PR #1325, opened 2026-06-02
AdamNet bus stability overhaul

tschak909:
Overhauls the AdamNet bus layer to fix the long-standing Coleco Adam reliability problems (random lockups, reboots, corruption). Develops in tranches; each commit builds for `fujinet-adam-v1` and was validated on hardware.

────

Instructions to follow> Your response should be the exact lines running from the one with "AdamNet bus stability overhaul" to the final line of the material above.

Exercise solution>
AdamNet bus stability overhaul

tschak909:
Overhauls the AdamNet bus layer to fix the long-standing Coleco Adam reliability problems (random lockups, reboots, corruption). Develops in tranches; each commit builds for `fujinet-adam-v1` and was validated on hardware.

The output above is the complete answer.